Wintering is set in Australia in 1988, the year of the bicentennial, but returns to many of the same themes as Kelleher's earlier fiction. The narrator, a young man named Jack Rudd, writes out his story in between visiting his friend Benny, who lies comatose in hospital. The novel cuts rapidly between the present—Benny's condition and Jack's struggle to revive his relationship with his Aboriginal former girlfriend Bridget—the past of a year before, and the events that led to Benny's destruction and the end of the relationship.

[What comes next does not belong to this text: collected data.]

PR #386, opened 2019-04-23
Create obtemoslab_urls.py

doomedraven:


plugins/feeds/public/obtemoslab_urls.py
```diff
@@ -0,0 +1,37 @@
...
+from core.feed import Feed
+from core.errors import ObservableValidationError
+from core.config.config import yeti_config
+
+class Obtemoslab(Feed):
+
+    default_values = {
+        "frequency": timedelta(hours=24),
+        "name": "0btemoslab",
+        "source" : "http://tracker.0btemoslab.com/tracker/Malware.txt",
```
tomchop: Seems to return an empty file?

plugins/feeds/public/obtemoslab_urls.py
```diff
@@ -0,0 +1,37 @@
...
+from core.observables import Url
+from core.feed import Feed
+from core.errors import ObservableValidationError
+from core.config.config import yeti_config
+
+class Obtemoslab(Feed):
+
+    default_values = {
+        "frequency": timedelta(hours=24),
+        "name": "0btemoslab",
```
tomchop: The name here has to be the same as the class name unfortunately.

plugins/feeds/public/obtemoslab_urls.py
doomedraven: weird, was working yesterday

plugins/feeds/public/obtemoslab_urls.py
```diff
@@ -0,0 +1,37 @@
...
+    def analyze(self, url):
+
+        context = {}
+        context['date_added'] = datetime.now()
+        context['source'] = self.name
+
+        try:
+            url_data = Url.get_or_create(value=url)
+            url_data.normalize()
+            url_data.add_context(context)
```
tomchop: Adding a context with `datetime.now()` will create a new `context` entry every single time that feed runs. You may want to either remove the `date_added` from there (and maybe even the context altogether?)

Also, I notice you never tag observables in your feed - IMO this could be tagged with `payload_delivery`

tomchop: Adding a context with datetime.now() will create a new context entry every single time that feed runs. You may want to either remove the date_added from there (and maybe even the context altogether?)

Also, I notice you never tag observables in your feed - IMO this could be tagged with payload_delivery

plugins/feeds/public/obtemoslab_urls.py
doomedraven: it works again

plugins/feeds/public/obtemoslab_urls.py
doomedraven: ah nice point, yes some code is very old and this is a good point to improve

Once again, Kelleher finds the soil of Australia a little too arid to write the kind of novel he had in mind: his 1960s white radicals are hardly more complex or interesting than his Redfern Aboriginals, and the upbeat ending of the novel is both startling and unconvincing. Nevertheless, the pleasures to be found in this work are those in all of his fiction—a fine ear for dialogue, a command of narrative, an ability to evoke landscape, and more importantly and less definably, a fundamental integrity in the way he approaches the issues that concern him.

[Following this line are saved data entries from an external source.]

PR #553, opened 2020-02-12
Delete onyphe.py

threathive:
Url is 404 and project might be dead.


tomchop:
Onyphe is definitely not dead; I'll reach out to the organization to see if they've just disabled the public API and if they can point us to the private API docs.

tomchop:
Opened #554 to fix this

onyphe:
> Url is 404 and project might be dead.

The "project" is not dead. How did you query the API? To have an answer to the search/datascan endpoint, you must give a query with a valid syntax. Could you try with "protocol:http" like:

https://www.onyphe.io/api/v1/search/datascan/protocol:http?apikey=YOUR_KEY

Best regards,

PR #558, opened 2020-03-12
Update tld list on creation

sqall01:
The tldextract version does not recognize `.onion` addresses. An update of the tld list solves this problem during the installation process (as well as the update process of yeti).

Further, I would recomment updating the documentation for a non-docker installation to execute this command in order to solve this problem there as well.


tomchop:
Good catch, thanks for your PR!

PR #560, opened 2020-03-18
malwarebazzar  + extend update_json

doomedraven:


doomedraven:
yep, updating

doomedraven:
done, is that fine or i missed something else? long time since last commits ;)

plugins/feeds/public/abusech_malwarebazaar.py
```diff
@@ -63,14 +63,22 @@ def analyze(self, block):  # pylint: disable=arguments-differ
         context["imphash"] = block["hash"]["imphash"]
         context["ssdeep"] = block["hash"]["ssdeep"]
 
-        if block.get("hash", []):
+        if block.get("sha256_hash", ""):
```
tomchop: No need to specify a second argument here:

```
$ python3
Python 3.7.7 (default, Mar 10 2020, 15:43:33)
[Clang 11.0.0 (clang-1100.0.33.17)] on darwin
Type "help", "copyright", "credits" or "license" for more information.
>>> {}.get('asd') is None
>>> True
```

plugins/feeds/public/abusech_malwarebazaar.py
```diff
@@ -63,14 +63,22 @@ def analyze(self, block):  # pylint: disable=arguments-differ
...
+            malware_file = File.get_or_create(
+                value='FILE:{}'.format(block["sha256_hash"]))
+
+            malware_file.add_context(context)
+            malware_file.tag(block["file_type_mime"])
             # md5, sha1, sha256
-            for hash_type in ("md5_hash", "sha1_hash", "sha256_hash"):
+            for hash_type in ("md5_hash", "sha1_hash", "sha256_hash") or []:
```
tomchop: Why the ` or  []`? You're manually specifying the list so it will never evaluate to False

plugins/feeds/public/abusech_malwarebazaar.py
```diff
@@ -63,14 +63,22 @@ def analyze(self, block):  # pylint: disable=arguments-differ
...
                 try:
                     hash_data = Hash.get_or_create(value=block[hash_type])
                     hash_data.add_context(context)
                     hash_data.add_source(self.name)
                     if block.get("tags"):
                         hash_data.tag(block["tags"])
+
+                    malware_file.active_link_to(
+                        hash_data, hash_data.split("_")[0], self.name)
```
tomchop: You probably mean `hash_type` instead of `hash_data` here

plugins/feeds/public/abusech_malwarebazaar.py
tomchop: Also, it's even better to use a guard statement:

```python
if not block.get('sha256_hash'):
  return
malware_file = File.get_or_create(...)
```

plugins/feeds/public/abusech_malwarebazaar.py
doomedraven: ah yes bad cp

doomedraven: pushed update

plugins/feeds/public/abusech_malwarebazaar.py
doomedraven: updated

plugins/feeds/public/abusech_malwarebazaar.py
doomedraven: ah true lol, watchign tv and coding is bad

plugins/feeds/public/abusech_malwarebazaar.py
```diff
@@ -0,0 +1,85 @@
...
+            return
+
+        context = {}
+
+        context["date_added"] = block['first_seen']
+        context["source"] = self.name
+        context["filename"] = block["file_name"]
+        context["md5"] = block["md5"]
+        context["sha1"] = block["sha1"]
+        context["sha256"] = block["sha256"]
```
tomchop: `block["sha256_hash"]`, no? :) Same for the other hashes

doomedraven: lol and i wasn't drunk when i was coding :D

The same qualities are evident in Micky Darlin', in which the author has returned to the first of his three countries for his material. The book consists of a number of interrelated stories which together comprise a history of the sprawling Donoghue family of Irish expatriates, spread over many years and narrated by the eponymous Micky. Beginning in the early 1940s in wartime London when Micky is of preschool age, the tales take us through the following decade when Micky has grown to be a young adult, the witness and recorder of the family's progressive disintegration over the different generations. More or less abandoned by his weak mother and alcoholic father, Micky has been brought up by his grandparents, Nan and Gramps, but when Gramps dies in a foolish accident, the family falls apart and the embittered Micky feels forsaken yet again. In the hands of a lesser writer the Donoghues would be almost Irish stereotypes—constantly drinking, brawling, angrily divided from another over questions of religion—but Kelleher's unsentimental, sharply observant prose brings them alive.